“Steroid-toxicity is a huge problem amongst our patients… it sounds simple to just give people steroids, but the types of side effects they get when they have to be on these drugs for one to two years, sometimes many more years, to keep the disease suppressed produce many, many complicated side effects which can kill the patient.”
Dedee Murrell, MD DSc is a leading international expert on chronic inflammatory blistering diseases - both genetic and autoimmune. She is the Head of the Department of Dermatology at St George Hospital, University of New South Wales, Sydney, Australia, and Professorial Fellow at The George Institute for Global Health.
Professor Murrell was drawn to the complexity of diagnosing diseases of the skin, and uncovering their underlying causes - as well as investigating safer and more efficacious treatments. This has led to her developing new outcome measures that can be used in clinical trials to demonstrate whether new therapies are more effective and safer than the existing steroid treatments. Her work in this area also led to her being invited to join the international team that developed the Glucocorticoid Toxicity Index.
While training as a dermatologist at the University of North Carolina at Chapel Hill she was inspired by Dr. Al Briggaman to study the pathogenesis of blistering diseases. It was only later that she became involved in treatment and now runs regular special clinics for patients with these diseases.
Professor Murrell explains that dermatologists generally use topical therapies for most diseases, but for severe disease, systemic steroids have been used for many years. These treatments were life-saving for these patients because the mortality used to be around ninety percent, and when steroids were discovered and developed the mortality rates then gradually reduced to about ten or fifteen percent.

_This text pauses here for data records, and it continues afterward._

PR #95, opened 2021-08-06
docs: description of writing HK files with HKSessionHelper

mhasself:
Also other minor doc cleanup in hk.

### DIFF
--- a/demos/write_hk.py
+++ b/demos/write_hk.py
@@ -1,0 +1,64 @@
+# Note this demo is included directly from the package docs!
+#
+# This code generates a G3 file containing some telescope pointing
+# data in the "SO HK" format.  When expanding it, check the SO HK
+# format description to make sure your frame stream is compliant.
+
+import time
+import numpy as np
+
+from spt3g import core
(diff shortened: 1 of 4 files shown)


BrianJKoopman (dismissed):
This looks good to me. My one suggestion would be to maybe put the short example into something like `demos/hk_writer.py` and then in this docs file include the example with:
```
.. include:: ../demos/hk_writer.py
    :literal:
```

mhasself:
Oh, good idea @BrianJKoopman .  Let me know if any requests for bookbinder sims, @ahincks, and I will merge this week (and push to readthedocs).

ahincks:
> Oh, good idea @BrianJKoopman . Let me know if any requests for bookbinder sims, @ahincks, and I will merge this week (and push to readthedocs).

@mhasself:  No specific requests at this time apart from what we discussed on the call, which was, I believe, an example of how to write out an HK-compliant `.g3` file with a somewhat realistic structure and some fake data.

BrianJKoopman (approved):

“But those patients nowadays are usually dying more from complications of being on long-term steroids than they are from the disease itself. Nowadays, we're trying to minimize the use of steroids and find cleverer ways of suppressing the immune system without off-target effects.”
“Steroid-toxicity is a huge problem amongst our patients… it sounds simple to just give people steroids, but the types of side effects they get when they have to be on these drugs for one to two years, sometimes many more years, to keep the disease suppressed produces many, many complicated side effects which can kill the patient.”
One of the challenges Professor Murrell experienced was when she initially reviewed the literature on the different definitions and outcome measures for a Cochrane Review. There were more outcome measures used in studies of pemphigus than there were patients. This meant the data couldn't be pulled together because in every country, and trial center, they were using different definitions and measures.
So the first thing she did was to get dermatologists all around the world at different venues together, to agree upon a standardized language. Since then Professor Murrell’s focus has been to develop validated tools to score the disease. As well as the quality of life of patients treated for the disease.
This led to her being invited to join the group of interdisciplinary experts led by Professor John Stone at Harvard, to contribute to the Glucocorticoid Toxicity Index as a representative of the dermatological aspects.
“The GTI has been great for me to be able to have a way to quantify the side effects that my patients are getting from steroids.”
Professor Murrell is now using the GTI in all the trials run in her clinical trial center, and she recently published a paper in JAAD International, one of the most respected dermatology journals. This paper presented data showing that using the GTI, they could detect detrimental effects within only three months of initiating steroid treatment, especially on the psychiatric well-being of the patients.
Her team is also now using the GTI in regular clinics, “dermatologists aren’t normally people who go around measuring people's blood pressure. But there are a few simple things like that that we've added to our safety follow-up so that we can include the data in the GTI scoring sheets.”
Professor Murrell also highlighted; “the GTI is a great way of showing the cost of all these side effects that these patients are getting from the steroid treatments and help get new drugs not only approved on the terms of efficacy but also funded by payers.”